PR #825, opened 2026-08-25
feat(influxdb3-ent): upgrade InfluxDB to 3.11

alespour:
This PR updates the InfluxDB 3 Enterprise to 3.11.2.

It takes the upgrade and compatibility subset of #818, leaving larger additive features for separate work. Existing Helm values remain compatible, with preferred 3.11 names added where needed.

`PachaTree` migration is intentionally a separate operator step. The chart should first be upgraded to 3.11.2 and verified,  then migration started with:

```bash
  helm upgrade <release> influxdata/influxdb3-enterprise \
    --reuse-values \
    --set acknowledgePachaTreeMigration=true
```

The acknowledgement maps to the officially documented [`INFLUXDB3_UPGRADE_PACHA_TREE=true`](https://docs.influxdata.com/influxdb3/enterprise/reference/internals/storage-engine/#run-the-storage-engine-upgrade) trigger; `helm upgrade --set` is the chart-level mechanism for restarting the cluster with it enabled.

Enabling migration during the initial 3.11 rollout is rejected (by InfluxDB binary) because the Parquet compactor must run first. The upgrade guide documents the required sequence, verification, and downgrade limitations.


charts/influxdb3-enterprise/tests/manual/scenarios/upgrade-3.10-to-3.11.sh
```diff
@@ -0,0 +1,311 @@
...
+
+  while [ "$SECONDS" -lt "$deadline" ]; do
+    if status_output=$("${kubectl_command[@]}" exec \
+      --namespace "$namespace" "$ingester_pod" -- \
+      influxdb3 query \
+      --host "$querier_host" \
+      --database _internal \
+      --token "$auth_token" \
+      --format csv \
+      'SELECT status FROM system.upgrade_parquet_node'); then
```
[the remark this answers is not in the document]
alespour: `system.upgrade_parquet_node` is the documented completion check: the official docs say to wait until every node reports `completed`. `system.upgrade_parquet` provides per-file progress and may contain valid terminal statuses  such as `skipped_source_missing` or `skipped_table_dropped`, so requiring every file row to equal `completed` would incorrectly fail a completed migration.

https://docs.influxdata.com/influxdb3/enterprise/admin/query-system-data/

Rejected.

charts/influxdb3-enterprise/tests/manual/scenarios/upgrade-3.10-to-3.11.sh
```diff
@@ -0,0 +1,311 @@
...
+  $1 == "secretAccessKey:" {
+    gsub(/"/, "", $2)
+    print $2
+    exit
+  }
+' "$values_file")
+
+export AWS_ACCESS_KEY_ID=$aws_access_key
+export AWS_SECRET_ACCESS_KEY=$aws_secret_key
+
```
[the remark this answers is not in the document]
actuallysourab: You're right, and Copilot flagged the same thing — you're both reviewing `b80881a`, before the fix landed in `d4bb148`. The wording no longer claims "earliest".

Your diagnosis is the more precise one, so for the record: `order_by_soft_preferences` reranks, `ordering._interleave_by_day` emits the earliest slot of each **DAY** in turn, and `proposal.candidates[:OPTIONS_CAP]` truncates — so a widened week offers Mon/Tue/Wed 09:00 while the three genuinely earliest all sit on Monday. Confirmed against `_interleave_by_day`'s own docstring.

I took your **first** option — describe them as alternatives, no adjective about when. It now reads *"but here are some other times that could work instead:"*

I did **not** take the second (sort chronologically before the cap), and want to be explicit about why: `spread_across_days` exists precisely to stop the cap spending itself on the earliest day. TMASA-138 fixed exactly that — five Monday-morning times in answer to "what times are you available this week?" Sorting chronologically before the cap would reintroduce that bug to make a sentence true, when changing the sentence costs nothing. The day-spread is also what makes the offer useful on a booked-solid calendar, which is the whole point of TMASA-193.

Also fixed the thing your comment pointed at that I'd missed: **`shared-contracts.md:629` quoted the old wording verbatim** — drift I introduced by changing the constant without the doc. Corrected in `297a3ab`, and the registry now records *why* the sentence carries no adjective, plus that its length is load-bearing, so it doesn't get "improved" back.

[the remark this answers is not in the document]
alespour: fixed in https://github.com/influxdata/helm-charts/pull/825/commits/bffd960f08332752bdf0a607f69d6c07af3cf4e1

charts/influxdb3-enterprise/tests/manual/scenarios/upgrade-3.10-to-3.11.sh
```diff
@@ -0,0 +1,353 @@
...
+  exit "$status"
+}
+
+trap cleanup EXIT
+trap 'exit 130' INT TERM
+
+log "Creating temporary S3 bucket: $bucket"
+aws --endpoint-url "$s3_endpoint" \
+  s3api create-bucket --bucket "$bucket" --no-cli-pager
```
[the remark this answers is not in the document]
alespour: addressed in https://github.com/influxdata/helm-charts/pull/825/commits/fa4416392f0327a844bfd4deee51170cadb3b242

charts/influxdb3-enterprise/UPGRADING-3.10-TO-3.11.md
```diff
@@ -0,0 +1,144 @@
...
+`--set acknowledgeCatalogMigration=true` to the version upgrade. Keep
+`acknowledgePachaTreeMigration=false` until the catalog migration and the
+3.11.2 deployment have both been verified.
+
+Catalog migration and PachaTree migration are separate operator decisions and
+use separate acknowledgements.
+
+## Migrate an existing cluster to PachaTree
+
+New clusters created by InfluxDB 3.11 use PachaTree automatically. Clusters
```
bednar: New 3.11 clusters already default to PachaTree, while `acknowledgePachaTreeMigration` only triggers the upgrade for clusters that started on 3.10 or earlier. Please make that scope explicit here, so readers do not infer that this value affects fresh installations.

bednar (changes requested):
Please address the inline documentation clarification before merging.

charts/influxdb3-enterprise/templates/configmap.yaml
```diff
@@ -22,15 +23,24 @@ metadata:
   {{- end }}
 data:
   # Cluster configuration (env-style)
-  INFLUXDB3_ENTERPRISE_CLUSTER_ID: {{ .Values.cluster.id | quote }}
+  INFLUXDB3_CLUSTER_ID: {{ .Values.cluster.id | quote }}
```
bednar, line 26: **[P1] Keep the 3.10 aliases available during the staged rollout**

This ConfigMap is shared by every StatefulSet revision and is updated before a partitioned rollout finishes. If a pod that is still on 3.10.5 is recreated, it reads this updated ConfigMap, but the pre-3.11 binary does not recognize `INFLUXDB3_CLUSTER_ID` or the other new names, so it loses required settings such as the cluster ID and can fail to recover correctly. InfluxDB 3.11 gives the new variable precedence when both are set, so please emit both old and new names for this transition, or use revision-specific ConfigMaps, to keep old pods recoverable during the documented staged upgrade. See the [3.11 compatibility notes](https://docs.influxdata.com/influxdb3/enterprise/reference/config-options/#configuration-name-changes-in-311).

charts/influxdb3-enterprise/tests/manual/scenarios/upgrade-3.10-to-3.11.sh
```diff
@@ -0,0 +1,360 @@
...
+  --namespace "$namespace" \
+  --from-file=admin-token.json="$admin_token_file"
+
+log "Installing chart 0.9.2 / InfluxDB 3.10.5"
+helm install "$release" influxdata/influxdb3-enterprise \
+  "${helm_context[@]}" \
+  --namespace "$namespace" \
+  --version 0.9.2 \
+  --values "$values_file" \
+  --set-string objectStorage.s3.endpoint="$s3_endpoint" \
```
bednar, line 305: **[P2] Use separate host-facing and in-cluster S3 endpoints**

`$s3_endpoint` is used by the host-side AWS CLI above and then injected into the chart here. The bundled `*.svc.cluster.local` value cannot be resolved by the host; overriding it with a localhost port-forward makes it unreachable from the InfluxDB pods. The new flag therefore does not resolve the original reachability problem. Please keep separate endpoints for the host and pods, or perform bucket setup and cleanup from an in-cluster client, and document the invocation.

bednar (changes requested):
Please address the two inline upgrade-safety issues before merging.

charts/influxdb3-enterprise/templates/configmap.yaml
alespour: fixed in https://github.com/influxdata/helm-charts/pull/825/commits/c2b04bb7d5e79262d333223ebf146eb2eda9c107

charts/influxdb3-enterprise/tests/manual/scenarios/upgrade-3.10-to-3.11.sh
alespour: no more host-side AWS CLI required with https://github.com/influxdata/helm-charts/pull/825/commits/5de4f6f215d17143e0988646ad8a5e77a97a4851

charts/influxdb3-enterprise/UPGRADING-3.10-TO-3.11.md
alespour: addressed in https://github.com/influxdata/helm-charts/pull/825/commits/ed4b71e78ccd600d78d8f33d214d55bc1b420970

bednar (dismissed):
The requested upgrade-safety changes have been addressed. The updated chart renders cleanly and CI passes.

alespour:
@bednar The issues found by @dburton-influxdata (thank you!) were pre-existing and have been addressed using suggested fixes:
- misnamed admin token recovery env var - https://github.com/influxdata/helm-charts/pull/825/commits/d14646b3c9b0428247aa6d4adeaa990b7cc1e8bb
- `http.maxRequestSize` corrupted by `int` filter - https://github.com/influxdata/helm-charts/pull/825/commits/7971d0c87be9d654e496562c488f6ac8825c6f37

alespour:
@bednar `pachaTree` and new processing engine options turned out to be smaller change then I assumed before, and is more logical here. Hence added via https://github.com/influxdata/helm-charts/pull/825/commits/9a65a7b5efe5b734546d8095431b05e62d3f428c.

Now upgrade to 3.11 is complete with this single PR. UI Explorer is a optional feature better to be added in separate PR, because it introduces mode/topology decisions, secret management, and ingress exposure rather than simple configuration variables.

---

The public storage-engine documentation still lists the CLI alias `--replica-gen0-load-concurrency`, which implies the deprecated environment variable `INFLUXDB3_REPLICA_GEN0_LOAD_CONCURRENCY`.

Verified the canonical name directly against the `influxdb:3.11.2-enterprise` binary using `influxdb3 serve --help-all`:

```text
--replica-snapshot-manifest-load-concurrency <N>
  [aliases: replica-gen0-load-concurrency]
  [env: INFLUXDB3_REPLICA_SNAPSHOT_MANIFEST_LOAD_CONCURRENCY=]
```

dburton-influxdata:
will these be published soon for customer testing?

alespour:
> will these be published soon for customer testing?

I think its GTG as soon as @bednar approves it.

bednar (approved):
The follow-up fixes and the additional InfluxDB 3.11 runtime tuning options have been reviewed. The rendered configuration matches the 3.10.5/3.11.2 compatibility requirements, Helm lint passes, and CI is green.

PR #826, opened 2026-08-26
feat(influxdb3-core): upgrade InfluxDB to 3.10.5

alespour:
- upgrades InfluxDB to 3.10.5
- makes SA token automount configurable => closes applicable parity gap with Enterprise chart


bednar (approved):
Reviewed the chart version bump and configurable service account token automounting. Helm rendering was verified for unset, false, and true values, including use of an existing ServiceAccount. CI is green.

Task description: The reply should consist solely of the lines above from the one that has "The follow-up fixes" through the one that has "PR #826, opened 2026-08-26", reproduced exactly.

Exercise answer:
The follow-up fixes and the additional InfluxDB 3.11 runtime tuning options have been reviewed. The rendered configuration matches the 3.10.5/3.11.2 compatibility requirements, Helm lint passes, and CI is green.

PR #826, opened 2026-08-26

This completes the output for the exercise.